PR #6413, opened 2026-08-22
fix(object-lock): unblock authorized replication writes on locked versions and tolerate cleared lock metadata

reatang:
> Rebased onto `main` after #6379 merged (no conflicts); the PR now carries only the four object-lock commits. Review round 2 (bucket-default retention) is addressed in the last commit.

## Related Issues

rustfs/backlog#1953 — adjacent defects registered in https://github.com/rustfs/backlog/issues/1953#issuecomment-5379241883 (owner decision: fix under the same ticket, stacked on the LWW PR). Parent rustfs/backlog#1675.

## Summary of Changes

Three pre-existing defects found while verifying the receiver-side LWW fix (#6379):

1. **Replication WORM gate (fixed, `d1e543190` + `3f3ae22bd`)** — the explicit-version PUT gate at the set layer and the app-layer pre-check (`validate_existing_object_lock_for_write`) rejected every inbound authorized replication write whenever the destination version was under a legal hold, COMPLIANCE or GOVERNANCE retention. A source-side hold release or retention change could never land; replication looped through MRF forever. Both gates now pass an authorized replication write (`ReplicateObjectAction` → `opts.replication_request`) **only when it carries the source timestamp of every category that currently locks the version** (`replication_write_may_pass_worm_gate`), so the receiver-side LWW merge judges each of them: a category locked more recently on this site is kept, otherwise the source's newer state wins. A write without that timestamp stays WORM-rejected (a metadata replace would lift the lock unjudged). The set layer evaluates the lock gate first so malformed persisted lock metadata still fails closed. Non-replication overwrites are unchanged.
2. **Cleared lock metadata read as invalid (fixed, `9828a867c`)** — a local PutObjectRetention / PutObjectLegalHold "clear" persists empty strings (MinIO on-disk shape); the read side treated them as corrupt and then blocked explicit-version PUTs and version deletes. Empty values are now read as "key absent"; non-empty malformed values still fail closed.
3. **Local tags on a bucket without replication config carry no timestamp** — **not fixed** (see Additional Notes).

## Verification

- `cargo test -p rustfs --lib -- validate_existing_object_lock` — 7 passed (new replication allow/reject cases; the allow case was red before the app-layer change).
- `cargo test -p rustfs-ecstore --lib -- replication_lww_tests objectlock_sys::tests put_object_tmp_cleanup_tests::explicit_version` — 52 passed (new: `inbound_newer_legal_hold_release_updates_locked_version`, `inbound_stale_legal_hold_release_keeps_newer_local_hold`, `inbound_without_legal_hold_timestamp_stays_rejected_on_held_version`, `replication_write_on_malformed_lock_metadata_still_fails_closed`, `non_replication_overwrite_of_locked_version_is_still_rejected`, `replication_write_passes_worm_gate_only_with_every_locking_category_timestamp`, `deletion_treats_cleared_empty_lock_metadata_as_unlocked`, `explicit_version_overwrite_and_delete_succeed_after_local_lock_clear`).
- `make pre-commit` — passed. `cargo clippy -p rustfs-ecstore --lib --tests -- -D warnings` — clean.
- Adversarial review (high risk, all seven roles): correctness — found and fixed the unjudged-category silent unlock (`3f3ae22bd`: source never held a lock, replica holds a local hold, source changes only tags → the unconditional bypass would have replaced metadata and dropped the hold); security — bypass reachable only after `ReplicateObjectAction`, timestamps parsed only on authorized requests; concurrency — reuses the existing commit-lock read, no new locks/IO, gate-before-bypass ordering tested; compatibility — MinIO senders emit the required timestamp headers, pre-P1-6 senders keep today's rejection, on-disk/wire formats unchanged; performance — helper runs only when the gate already found a lock.

## Impact

- Inbound authorized replication of hold releases / retention changes onto locked replicas now converges instead of looping through MRF.
- Compliance boundary: a lock on a replica can only be lifted by a newer, source-authored decision delivered through an authorized replication write; non-replication writes and writes without the category's source timestamp remain rejected. This is stricter than MinIO's `checkPutObjectLockAllowed`, which skips the existing-version check for any replica write.
- Principals holding `ReplicateObjectAction` can apply the source's lock decisions to replicas (same trust MinIO grants, plus the LWW timestamp constraint).
- Objects whose retention/legal hold was cleared locally are no longer wedged for later explicit-version PUTs and deletes.

## Additional Notes

- **Basis for (1)**: the "replica skips the existing-version lock check" rule is taken from memory of MinIO's `checkPutObjectLockAllowed` (`!replica` guard); there is no equivalent code in this repo to cite. In-repo design consistency supports it: `has_replication_retention_update` and the LWW merge in #6379 only make sense if the gate lets inbound lock changes through.
- **(3) not fixed, by design**: MinIO's `PutObjectTaggingHandler` also stamps the tagging timestamp only under `dsc.ReplicateAny()`; RustFS mirrors that. A bucket without replication config never participates in LWW, so no timestamp is needed.
- **Out of scope, found while fixing (2)**: `put_object_retention` does not validate that mode and retain-until-date are set as a pair; a request with only one of them persists incomplete retention that the read side rejects as "incomplete". Needs its own issue.
- **Out of scope, unchanged behavior**: the set-layer explicit-version *copy* gate still rejects replica writes; a MinIO source doing metadata-only replication via CopyObject onto a locked replica keeps today's rejection (RustFS senders use PUT). The complete-multipart path has no set-layer WORM gate; its app-layer pre-check is not under the commit lock (pre-existing TOCTOU structure; categories with inbound timestamps remain protected by the in-lock LWW).
- After (2), a cleared retention on a bucket with default retention falls into the gate's existing bucket-default branch (computed from mod_time) instead of erroring; this is the pre-existing rule for absent keys.


crates/ecstore/src/bucket/object_lock/objectlock_sys.rs
```diff
@@ -136,12 +136,41 @@ pub fn add_years(dt: OffsetDateTime, years: i32) -> OffsetDateTime {
...
+    }
+    if has_legal_hold(user_defined) && opts.replication_legalhold_timestamp.is_none() {
+        return false;
+    }
+    let ret = objectlock::get_object_retention_meta(user_defined);
+    let retention_locked = ret
+        .mode
+        .as_ref()
+        .is_some_and(|mode| is_retention_active(mode.as_str(), ret.retain_until_date.as_ref()));
+    !(retention_locked && opts.replication_retention_timestamp.is_none())
```
overtrue: This returns true when the version has no explicit retention keys, even if the bucket default currently puts it under COMPLIANCE or GOVERNANCE retention. An authorized same-version replication PUT carrying only a tagging timestamp then passes the commit-time WORM gate and overwrites that protected version without a source retention decision. Please include the authoritative bucket-default lock state in this decision and add the focused default-retention replication regression.

overtrue (changes requested):

crates/ecstore/src/bucket/object_lock/objectlock_sys.rs
reatang: Fixed in 02a2750fc — thanks, this was a real gap (same finding as the Copilot thread). `replication_write_may_pass_worm_gate` only derived the locking categories from the explicit lock keys, while the commit-time gate also locks a version through the bucket default retention (mode + days/years from the version's mod_time) when no explicit retention keys are present.

The helper now takes the same `ObjectLockConfigState` + `ObjectInfo` the gate judges, and both share one evaluation (`legal_hold_locks` / `active_retention`: explicit keys first, bucket default otherwise), so every locking category — default retention included — must carry its source timestamp before the write may pass to LWW. Malformed lock metadata or a non-authoritative bucket state is an error (fail-closed), never a pass; the gate still runs first. Both the set-layer commit gate and the app-layer pre-check (`validate_existing_object_lock_for_write`, now given the bucket lock state) apply the rule.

- [Task prompt] Return every line holding the word "instead" from the records.

- [Result for this task]
- Inbound authorized replication of hold releases / retention changes onto locked replicas now converges instead of looping through MRF.
- After (2), a cleared retention on a bucket with default retention falls into the gate's existing bucket-default branch (computed from mod_time) instead of erroring; this is the pre-existing rule for absent keys.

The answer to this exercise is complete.